When I pastored congregations, I dispensed promptly with the announcements referring worshipers to their bulletins and only speaking of essentials and doing so at the beginning of the worship service just after the prelude so we could get on with what worship was all about.
When I retired and sat in pews opposite the pulpit I had to endure, with irritation growing, the seeming infinite announcements offered up by worshipers in those pews.
I wanted to shout out or signal with a hand slicing across my throat to the pastor or lay worship assistant to speed it up, cut it off, get on with it…and then I thought about that “getting on.”
Getting on with what? Proper liturgy, from liturgia meaning work of the people. Worship was the proper liturgia of the people. Worship — worthy of praise, us to God. It had to have form and substance. We had to give of our best to the Master, to use antiquated language, but how do you sing with a straight face “give of your best to the mistress”? And giving the best translated into the congregation sitting quietly while the minister and choir did all the work, efficiently, making sure the service never exceeded sixty-five minutes.
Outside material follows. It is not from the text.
PR #465, opened 2021-03-22
fix(js-toolkit): don't fail in css-loader for scoped dependencies

izaera:
This is needed for [LPS-129367](https://issues.liferay.com/browse/LPS-129367), otherwise the portal does not build.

What about the reverse? God to us. Didn’t getting a message from God have something to do with preaching and didn’t praying have something to do with proper stuff out of a worship book read rather rapidly by the minister, and the final act of God to us, Holy Communion dispensed properly — the correct words, the correct hand signals, the correct bows and genuflections: “The body of Christ broken for you. Here’s a wafer. The blood of Christ shed for you. Here’s a thimble”?
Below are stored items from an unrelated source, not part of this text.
Issue #450, opened 2021-03-15
Update to Babel 7 for JS Generator


jbalsas:
### Issue type

-   [x] :gift: Feature request

### Description

**Desired behavior:**
The boilerplate generated by `yo liferay-js` when generating a React portlet by default allows usage of newer React syntax to be used and transpiled.

Based on https://github.com/ethib137/liferay-react-example which is a description of what needs to be done to update the necessary dependencies on a newly generated project, **steps 5,6 & 7 should be unnecessary**.

**Current behavior:**
The default set of dependencies is outdated and needs of manual steps to bring it up to date.

jonmak08:
Adding https://issues.liferay.com/browse/IFI-2390 for reference.

jonmak08:
Resolved and published with release https://github.com/liferay/liferay-frontend-projects/tree/liferay-js-toolkit/v2.24.3

jbalsas:
Installation notes have been updated by @ethib137 at https://github.com/ethib137/liferay-react-example/commit/6f255b35051c902880f18473ab30bb52a7e55e1c. I assume they work... 😅 

Thanks @ethib137 for taking care of that! 🙇

ethib137:
It's all working as expected! :) Thanks for the update everyone!

PR #466, opened 2021-03-23
feat(js-toolkit): Update to Babel 7 for JS Generator (#450)

jonmak08:
Hey @liferay,

Attached is an update for https://github.com/liferay/liferay-frontend-projects/issues/450.

Please let me know if you have any questions. Thanks!

### DIFF
--- a/maintenance/projects/js-toolkit/packages/generator-liferay-js/src/target-vanilla-portlet/vanilla-portlet.js
+++ b/maintenance/projects/js-toolkit/packages/generator-liferay-js/src/target-vanilla-portlet/vanilla-portlet.js
@@ -55,8 +55,9 @@ export default class extends Generator {
 		// Configure build
 
 		if (useBabel) {
-			pkgJson.addDevDependency('babel-cli', '6.26.0');
-			pkgJson.addDevDependency('babel-preset-env', '1.7.0');
+			pkgJson.addDevDependency('@babel/cli', '^7.7.5');
+			pkgJson.addDevDependency('@babel/core', '^7.7.5');
+			pkgJson.addDevDependency('@babel/preset-env', '^7.7.6');
 			pkgJson.addBuildStep('babel --source-maps -d build src');
 			cp.copyFile('.babelrc');
 		}
@@ -68,7 +69,6 @@ export default class extends Generator {
 		// Configure webpack
 
 		if (useBabel) {
-			pkgJson.addDevDependency('babel-loader', '7.1.5');
 			npmbuildrc.addWebpackRule(/src\/.*\.js$/, 'babel-loader');
 		}
 
--- a/maintenance/projects/js-toolkit/packages/generator-liferay-js/src/target-react-portlet/dependencies.json
+++ b/maintenance/projects/js-toolkit/packages/generator-liferay-js/src/target-react-portlet/dependencies.json
@@ -1,8 +1,9 @@
 {
 	"devDependencies": {
-		"babel-cli": "6.26.0",
-		"babel-preset-env": "1.7.0",
-		"babel-preset-react": "6.24.1"
+		"@babel/cli": "^7.7.5",
+		"@babel/core": "^7.7.5",
+		"@babel/preset-env": "^7.7.6",
+		"@babel/preset-react": "^7.7.4"
 	},
 	"dependencies": {
 		"react": "16.8.6",
--- a/maintenance/projects/js-toolkit/packages/generator-liferay-js/src/target-react-portlet/react-portlet.js
+++ b/maintenance/projects/js-toolkit/packages/generator-liferay-js/src/target-react-portlet/react-portlet.js
@@ -51,7 +51,6 @@ export default class extends Generator {
 
 		// Configure webpack
 
-		pkgJson.addDevDependency('babel-loader', '7.1.5');
 		npmbuildrc.addWebpackRule(/src\/.*\.js$/, 'babel-loader');
 
 		// Prepare text labels
--- a/maintenance/projects/js-toolkit/packages/generator-liferay-js/src/target-react-portlet/templates/.babelrc.ejs
+++ b/maintenance/projects/js-toolkit/packages/generator-liferay-js/src/target-react-portlet/templates/.babelrc.ejs
@@ -1,3 +1,3 @@
 {
-	"presets": ["env", "react"]
+	"presets": ["@babel/preset-env", "@babel/preset-react"]
 }
--- a/maintenance/projects/js-toolkit/packages/generator-liferay-js/src/target-shared-bundle/shared-bundle.js
+++ b/maintenance/projects/js-toolkit/packages/generator-liferay-js/src/target-shared-bundle/shared-bundle.js
@@ -55,8 +55,9 @@ export default class extends Generator {
 
 		// Configure build
 
-		pkgJson.addDevDependency('babel-cli', '6.26.0');
-		pkgJson.addDevDependency('babel-preset-env', '1.7.0');
+		pkgJson.addDevDependency('@babel/cli', '^7.7.5');
+		pkgJson.addDevDependency('@babel/core', '^7.7.5');
+		pkgJson.addDevDependency('@babel/preset-env', '^7.7.6');
 		pkgJson.addBuildStep('babel --source-maps -d build src');
 		cp.copyFile('.babelrc');
 
--- a/maintenance/projects/js-toolkit/packages/generator-liferay-js/src/target-shared-bundle/templates/.babelrc.ejs
+++ b/maintenance/projects/js-toolkit/packages/generator-liferay-js/src/target-shared-bundle/templates/.babelrc.ejs
@@ -1,3 +1,3 @@
 {
-	"presets": ["env"]
+	"presets": ["@babel/preset-env"]
 }
--- a/maintenance/projects/js-toolkit/packages/generator-liferay-js/src/target-vanilla-portlet/templates/.babelrc.ejs
+++ b/maintenance/projects/js-toolkit/packages/generator-liferay-js/src/target-vanilla-portlet/templates/.babelrc.ejs
@@ -1,3 +1,3 @@
 {
-	"presets": ["env"]
+	"presets": ["@babel/preset-env"]
 }


izaera:
I'm not sure if this is going to work, because updating Babel from v6 to v7 is a big change. I think it may break some plugins...

So, if we really need to upgrade to Babel 7 we may need to check everything thoroughly :thinking:

izaera:
The problem is that we use babel under the hood in the liferay-npm-bundler, so I'm not sure what would happen if we have Babel 7 and Babel 6 in the same project (in the generated projects I mean).

izaera:
Oh, one more thing, the PR is failing the Semantic Pull Request check. This is because of the commit's title, that has an space between `fix` and `(` (I think).

In any case, I recommend visiting the [guidelines](https://github.com/liferay/liferay-frontend-projects/tree/master/guidelines) repo, and specifically the [commit_messages.md](https://github.com/liferay/liferay-frontend-projects/blob/master/guidelines/general/commit_messages.md) and [pull_requests.md](https://github.com/liferay/liferay-frontend-projects/blob/master/guidelines/general/pull_requests.md) documents to learn what is expected.

wincent:
I am a little confused by the title...

> update React JS Generator to latest React version to be able to use hooks

...because I don't actually see any change to the React version in here?

confused-scratching-head

jonmak08:
Hey @izaera,

For testing the change, are there specific tests that you run or steps that you follow to test everything?  I generated a project with the Babel 6 then I updated my package locally to Babel 7 and redeployed the package and everything seemed to work fine.  I am not sure if there is a better way to test the changes or what is expected of the plugins, etc.?

jonmak08:
Hey @wincent,

Yes the changes are just upgrading to Babel 7.  I just took the title from the issue that was filed (https://github.com/liferay/liferay-frontend-projects/issues/450).

wincent:
> Yes the changes are just upgrading to Babel 7. I just took the title from the issue that was filed (#450).

I still don't understand, because it's not just the title; it's the entire description of that issue. What does Babel (a JS transpiler that runs at build-time) have to do with "being able to use hooks"? [React 16.8.0](https://reactjs.org/blog/2019/02/06/react-v16.8.0.html) is "the one with hooks", and we were already using that. Maybe the title and the description are just wrong. @jbalsas: can you clarify what exactly was meant?

jbalsas:
Sorry, probably my fault... I quickly drafted the issue based on a direct request by Brian that the steps in https://github.com/ethib137/liferay-react-example/blob/f7d032ff251d858b251abb0586ab20459d321c3c/README.md could be simplified. In there it stated that this was necessary and I didn't think it through :(

I see @ethib137 updated the instructions yesterday, so the goal here is to figure out why/if [Updating Dependencies](https://github.com/ethib137/liferay-react-example/blob/master/README.md#updating-dependencies) is in fact needed and make that step unnecessary if that's the case.

@ethib137, could you please add some context here for us to better understand the issue? 🙏

ethib137:
Hey @jbalsas, It looks like this is a mistake on my part. Sorry :(. I had thrown together these instructions very quickly and in the process misremembered an issue I'd had in the past. You are correct, the update of the babel dependencies is not required in order to use React hooks. I had needed it as a result of using "spread syntax" and had conflated the issues. Sorry for the confusion.

I still would love to have Babel updated in order to be able to use some of these features, but this is obviously a much lower priority for this reason.

jonmak08:
If the goal of this is to allow the spread operator to be transpiled, why not just add the plugin `babel-plugin-transform-object-rest-spread`?  I only say this because updating to Babel 7 might have other side effects as stated by @izaera.

I have updated this pull request to add that plugin to review if that would be a better solution for the time being and possibly if we release a new version of the js-toolkit, we can update to Babel 7 at that point.

Thoughts @wincent, @jbalsas, @izaera?

ethib137:
Hey @jonmak08, my reason for upgrading to Babel 7 instead of using `babel-plugin-transform-object-rest-spread` is because it was easier to upgrade to Babel 7. As far as I can tell, Babel's documentation has removed everything related to version 6 except for upgrade instructions. As a result if I search for `babel-plugin-transform-object-rest-spread` I don't find it in Babel's docs. For me the only obvious thing to do was to follow the docs which required upgrading to the latest version. 

Staying on Babel 6 creates more friction for developers. From my experience, when you search for how to do something in Babel, the primary answers you will get are related to version 7. If we upgrade to version 7 we will be able to improve the developer experience. Are we aware of any issues with upgrading to 7? Personally, I haven't found any yet.

wincent:
I get both viewpoints: the conservative update (with just the plugin) seems like a reasonable default position that minimizes risk. The desire to move onto the latest because the Babel docs are incomplete is also totally understandable (the v7 docs themselves are pretty bad, but finding info on v6 is harder).

> The problem is that we use babel under the hood in the liferay-npm-bundler, so I'm not sure what would happen if we have Babel 7 and Babel 6 in the same project (in the generated projects I mean).

FWIW, it's probably going to be fine.

In `liferay-portal` right now, for example, we have `babel-core` 6.2.3 because `liferay-npm-bundler` depends on it. But we also have `@babel/core` (7.8.4) because `@liferay/npm-scripts` depends on it. Seems they can co-exist just fine because the operations involved are different (ie. it's not two versions of Babel being loading in the same process; it's a different version being loaded by two different processes).

So, I personally would just go with the big update, but I'm also fine with doing the minimal one. Either one is an improvement over the current state.

izaera:
I don't have any problem with updating to Babel 7. In fact I would love to see that change because people has been asking for it since more than one year ago.

The only caveat is that we need to do a full regression of all the features to make sure we don't break anything (if we want to do it The Right Way :tm:) and there's no QA for this, it's all manual. Said that it's not a huge task (I would expect from 1 day to no more than 1 week in case anything fails), but it needs to be done.

Then, we have two places where we use babel: in the project itself (that's the user's side) and inside the bundler, to transform the code to AMD. 

I would say updating the user side (in the generator) shouldn't matter because we are just generating a template but, once it's generated, it's up to the user to do whatever he wants with it. So we simply begin to generate projects for babel 7 at some point in the version 2 series (of the bundler) and all past projects remain in babel 6 until the users update them.

On our side (bundler) we use 1 or 2 plugins, so it should be easy too. Probably just updating package.jsons...

What worries me most is the two scenarios where you have:

1. A new project (babel 7) which you need to build with and "old" bundler (babel 6). This is very strange, but it could happen for a short time if we need to downgrade someone because of a support ticket, or something like that.
2. An old project (babel 6) which upgrades to a "new" bundler (babel 7).

If we can make sure both work (especially 2, which is the most probable and will happen for a long time until everybody migrates; if they do...) then it's OK.

Then we would also need to test all adaptations to make sure there are no strange interactions. I don't expect this to happen but who knows...

I think it's only a matter or prioritization. If we have the resources to do it (say 1-2 man-week; very rough estimate, just the order of magnitude) then let's do it.

ethib137:
Hey guys, is there any update on this? 

Are there currently the resources available / is this worth prioritizing?

jbalsas:
Hey @ethib137, we asked internally for help QA'ing these changes since we're afraid of possible side-effects on existing projects/customers. 

Since we're in the middle of the first 7.4 GA release, it might take our QA team a bit longer to get to this.

/cc @manoelcyreno, @john-co

maintenance/projects/js-toolkit/packages/generator-liferay-js/src/target-vanilla-portlet/vanilla-portlet.js
```diff
@@ -55,8 +55,9 @@ export default class extends Generator {
 		// Configure build
 
 		if (useBabel) {
-			pkgJson.addDevDependency('babel-cli', '6.26.0');
-			pkgJson.addDevDependency('babel-preset-env', '1.7.0');
+			pkgJson.addDevDependency('@babel/cli', '^7.7.5');
```
izaera, line 58: @jonmak08 Why do you need to change the vanilla JS portlet too? Isn't it enough with changing the react one? :thinking:

izaera: And the same question for the shared bundle target...

jonmak08: I thought if we were going to upgrade babel, we wanted to upgrade it everywhere in the toolkit, but if not, we can just upgrade it in only the react portlet templates.

jbalsas: I think the main concern @izaera had was with the bundler that is invoked as part of the build script resulting from the generator:

```json
"build": "npm run copy-assets && liferay-npm-bundler"
```

In its latest released version (I think) it [still uses babel 6](https://github.com/liferay/liferay-js-toolkit/blob/master/packages/liferay-npm-bundler/package.json#L18) and it's this combination the one that both, has us worried that it might not work as expected and that changing it there might cause issues elsewhere in the toolchain.

izaera: Well, we may change it here too, test it, and see what happens. As long as we pass it through QA and it works...

@wincent [said](https://github.com/liferay/liferay-frontend-projects/pull/466#issuecomment-806450947) we already mix babel 7 and 6 in liferay-portal and nothing happens, so I guess it is safer than it seems.

My previous comments may be a bit misleading because I was assuming (without being too much aware of it) that we needed to change babel inside the bundler too but I realized yesterday (due to a comment of @jbalsas in slack) that this change only affects user's projects, so it is very possible that some people out there may be already using babel 7 to transpile and the bundler to deploy. We don't know, but I wouldn't find it strange given that nobody is complaining about babel 6 since long ago (note that another reason could be that nobody is using the toolkit too :sweat_smile: ).

So I would say, let's change it, test it to make sure nothing breaks and release.

@john-co is having problems setting the old QA code because it broke when we migrated to liferay-frontend-projects, so I will have a look at it today and see what can be done to fix/change it.

jbalsas: > [...] so it is very possible that some people out there may be already using babel 7 to transpile and the bundler to deploy [...]

We know @ethib137 was, that's how we got here 😉

ethib137: I use it all the time and tell everyone to use it. 😉

john-co:
Update: I was able to successfully deploy javascript and react widgets using the js-toolkit. However, I had issues with shared-bundle. I got the same issue without the babel 7 update so likely there's something I'm missing. 

Would like to confirm with @izaera if there's anything else needed to properly build/test the shared bundle portlet as mentioned in slack channel: https://liferay.slack.com/archives/C3JBR21HA/p1617840728305500?thread_ts=1617806445.294000&cid=C3JBR21HA

izaera:
That error message is no longer printed in master (don't know for 7.3). It used to appear when you deployed any toolkit-made OSGi bundle that had no JS files inside. However this is clearly not an error (it could be a warning), because you may be deploying other things. You can make it disappear by adding a simple .js file to your shared bundle (even an empty one would do, I think), but I would say it is harmless. And in any case, if it was working wrong it would be an error in the server, not the bundler, so I would say we are safe...

john-co:
Thanks @izaera ! Then this looks good on QA side. :heavy_check_mark:

jonmak08:
Hey @izaera,

I am trying to make the updates to the `CHANGELOG.md` based on what is stated in https://github.com/liferay/liferay-frontend-projects/blob/master/maintenance/projects/js-toolkit/CONTRIBUTING.md#releasing-new-versions, but it does not seem to pick up my changes for this pull request even if I merge the changes in.  Am I missing something?

Please let me know if you have any questions. Thanks!

izaera:
@jonmak08 :thinking: But it is not merged yet... Could it be that the changelog generator needs the PR to be merged here, in GitHub?

Feel free to merge this, BTW. The usual review process we follow is that when someone gives the OK, things can be merged. This has been approved by QA and everybody else in the thread so it's OK and you can go ahead :muscle:

jonmak08:
Closing pull request as changes have been merged at https://github.com/liferay/liferay-frontend-projects/commit/17add93153a9a7bb9492d7bb8b44ec5b08929796.

wincent:
> Could it be that the changelog generator needs the PR to be merged here, in GitHub?

That's right. The generator looks at the merges on the disk in the repo; it doesn't connect to the GitHub API at all. So, merge on GitHub, `pull` in your local repo, and then changelog generator will be able to "see" the merge(s).

wincent:
Having said that, it won't "see" 17add93153a9a7bb9492d7bb8b44ec5b08929796 because it looks like it was pushed directly to master without a merge:

Screenshot 2021-04-14 -103002-hlmprv5B@2x

How this works is explained in [the changelog generator docs](https://github.com/liferay/liferay-frontend-projects/blob/master/projects/npm-tools/packages/changelog-generator/README.md):

> The generated changelog is based on the merge commits produced by GitHub, which means that the quality of the changelog depends on the quality of the pull request titles (please see [the recommendations](https://github.com/liferay/liferay-frontend-guidelines/blob/master/general/commit_messages.md) for producing high quality commit messages and PR titles in the [liferay-frontend-guidelines](https://github.com/liferay/liferay-frontend-guidelines) repo). Additionally, if you create merge commits by hand rather than using GitHub, or if you push changes without creating merges, the results may be suboptimal.

So it is a "dumb" tool that will do a good job only if we give it well-formed input to consume.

Maybe those seemingly endless announcements and prayer requests all mixed together really form liturgia, the work of worship, the things we say to God and each other, the joys and sorrows and announcements about next Saturday’s garage sale in the fellowship hall. Perhaps then as we made it up from those pews to the table for communion, we had a bit better understanding of who we were standing with around that table and with whom we were sharing Jesus’ dinner.
Maybe these are offered during the only time during the week some people get to say something out loud and be listened to and accepted, that is, with this one exception — except for the time the little, old person who always droned on and on about this ailment and that, had to tell us about the intense pain of hemorrhoids. That was TMI and a legitimate pain in the…you know where. The person could have offered up a silent prayer on that one.